Enhanced Viro-Immunotherapy for Breast Cancer Brain Metastasis - PROJECT SUMMARY/ABSTRACT
Breast cancer brain metastasis (BCBM) is a major clinical challenge due to their poor response to therapeutic
options. Although the survival rate of breast cancer (BC) patients has improved, the incidence of BCBM is
increasing with recent advance in diagnostic imaging and systemic therapy, and long-term survival rates for
these patients are unacceptably low, urgently calling for new interventions. Oncolytic herpes simplex virus-1
(oHSV) therapy is the most advanced virotherapy as approved by FDA for melanoma in the U.S. and
conditionally for glioblastoma in Japan. However, accumulating clinical data is revealing that oHSV treatment
very weakly induces a systemic anti-tumor immune response which is often offset by the immunosuppressive
tumor microenvironment (TME). Thus, mechanistic identification of the anti-viral resistance is a key to maximize
its therapeutic efficacy. In BCBM, we observed that oHSV therapy induces insulin-like growth factor 2 (IGF2)

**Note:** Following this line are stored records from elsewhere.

PR #4755, opened 2026-05-09
fix(openapi): set security=[] for routes excluded from auth

### LINKED ISSUE #3013: Bug: `AbstractSecurityConfig` sets `security` for all paths, even those `exclude`d
### Description

---

_No response_

### MCVE

```python
```

### Steps to reproduce

_No response_

### Screenshots

_No response_

### Logs

_No response_

### Litestar Version

2.4.5

### Platform

- [X] Linux
- [ ] Mac
- [ ] Windows

kimjune01:
Fixes #3013.

Routes excluded from auth via `exclude_from_auth` still had root-level
security applied in the OpenAPI spec. Per OpenAPI 3.1, setting `security: []`
on an operation overrides the root-level requirement.

Check `route_handler.opt.get("exclude_from_auth")` in path item generation
and set `security=[]` on the operation when true.

<hr>
📚 Documentation preview 📚: <a href="https://litestar-org.github.io/litestar-docs-preview/4755">https://litestar-org.github.io/litestar-docs-preview/4755</a>

### DIFF
--- a/litestar/_openapi/path_item.py
+++ b/litestar/_openapi/path_item.py
@@ -16,6 +16,7 @@ from litestar.utils.helpers import unwrap_partial
 if TYPE_CHECKING:
     from litestar._openapi.datastructures import OpenAPIContext
     from litestar.handlers.http_handlers import HTTPRouteHandler
+    from litestar.openapi.spec import SecurityRequirement
     from litestar.routes import HTTPRoute
 
 __all__ = ("create_path_item_for_route", "merge_path_item_operations")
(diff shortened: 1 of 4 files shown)


litestar/_openapi/path_item.py
```diff
@@ -72,6 +73,18 @@ def create_operation_for_handler_method(
             self.context, route_handler, raises_validation_error=raises_validation_error
         )
 
+        security: list[SecurityRequirement] | None
+        if route_handler.opt.get("exclude_from_auth"):
```
provinzkraut: The opt key is not static. It can be configured dynamically. This needs to be taken into account here

provinzkraut (changes requested):

litestar/_openapi/path_item.py
```diff
@@ -22,6 +22,28 @@
...
+
+    Args:
+        middleware: List of middleware configurations.
+
+    Returns:
+        A set of exclude_opt_key strings.
+    """
+    exclude_keys: set[str] = set()
+
+    for mw in middleware:
```
provinzkraut, line 36: this will break for subclassed middlewares / ones that use custom factories instead of `DefineMiddleware`

provinzkraut (changes requested):

provinzkraut:
Closing as per our [AI policy](https://github.com/litestar-org/.github/blob/main/AI_POLICY.md)

kimjune01:
Sorry for the noise. If you'd like to automatically block and ban AI PRs before they reach your review queue, here's a GitHub Action that catches all the common patterns: https://github.com/kimjune01/sweep/blob/master/action.yml

sobolevn:
@kimjune01 are you suggesting to use AI to detect AI PRs? :)

kimjune01:
@sobolevn AI is optional. Most of the work is happening as a shell script. give it a skim!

expression and secretion, sustaining pro-inflammatory neutrophils in the TME and polarization change to pro-
tumoral neutrophils, hampering the virus propagation and discouraging the development of a strong adaptive
anti-tumoral immune response. Additionally, we found that infiltrated neutrophils by oHSV therapy induces
neutrophil extracellular trap (NET) formation (also called “NETosis”), hampering the therapeutic efficiency of
Viro-Immunotherapy. The overarching goal of this application is to identify the ultimate cause of the poor clinical
response of cancer patients to oHSV therapy, and develop a more effective novel viral immunotherapy for
incurable BCBM. We aim to achieve our goal by deciphering anti-viral resistance mechanism behind oHSV-
induced IGF2/microglia/neutrophil axis, and evaluating therapeutic benefit of IGF2 inhibition and NET
degradation on oHSV therapy. To compromise oHSV-induced IGF2 and its signaling pathways, we generated a
novel IGF2-scavanging oHSV (oHSV-D11mt) and will investigate the therapeutic benefit when combined with
radiation therapy, which has also been hindered by IGF2, neutrophil infiltration and NETosis. We also generated
actin resistant DNase1-expressing oHSV (oHSV-haDNase1) to degrade the NETs for enhanced virus
propagation and access to infiltrating cytotoxic lymphocytes. To test these hypotheses, we will investigate the
contradictory roles of IGF2 in virus clearance and tumor progression (Aim 1), evaluate therapeutic potential of
IGF2-scavenging oHSV-D11mt in combination with radiotherapy (Aim 2), and assess the preclinical efficacy of
NET-mitigating oHSV-haDNase1 (Aim 3). The successful completion of this proposed study is expected to unveil
the role of neutrophil infiltration and NET formation induced by oHSV therapy, and elucidate why oHSV therapy
was not as successful as viral immunotherapy as expected. Therefore, it will accelerate the translation of oHSV
therapy into an efficient and improved treatment modality for the patients with BCBM.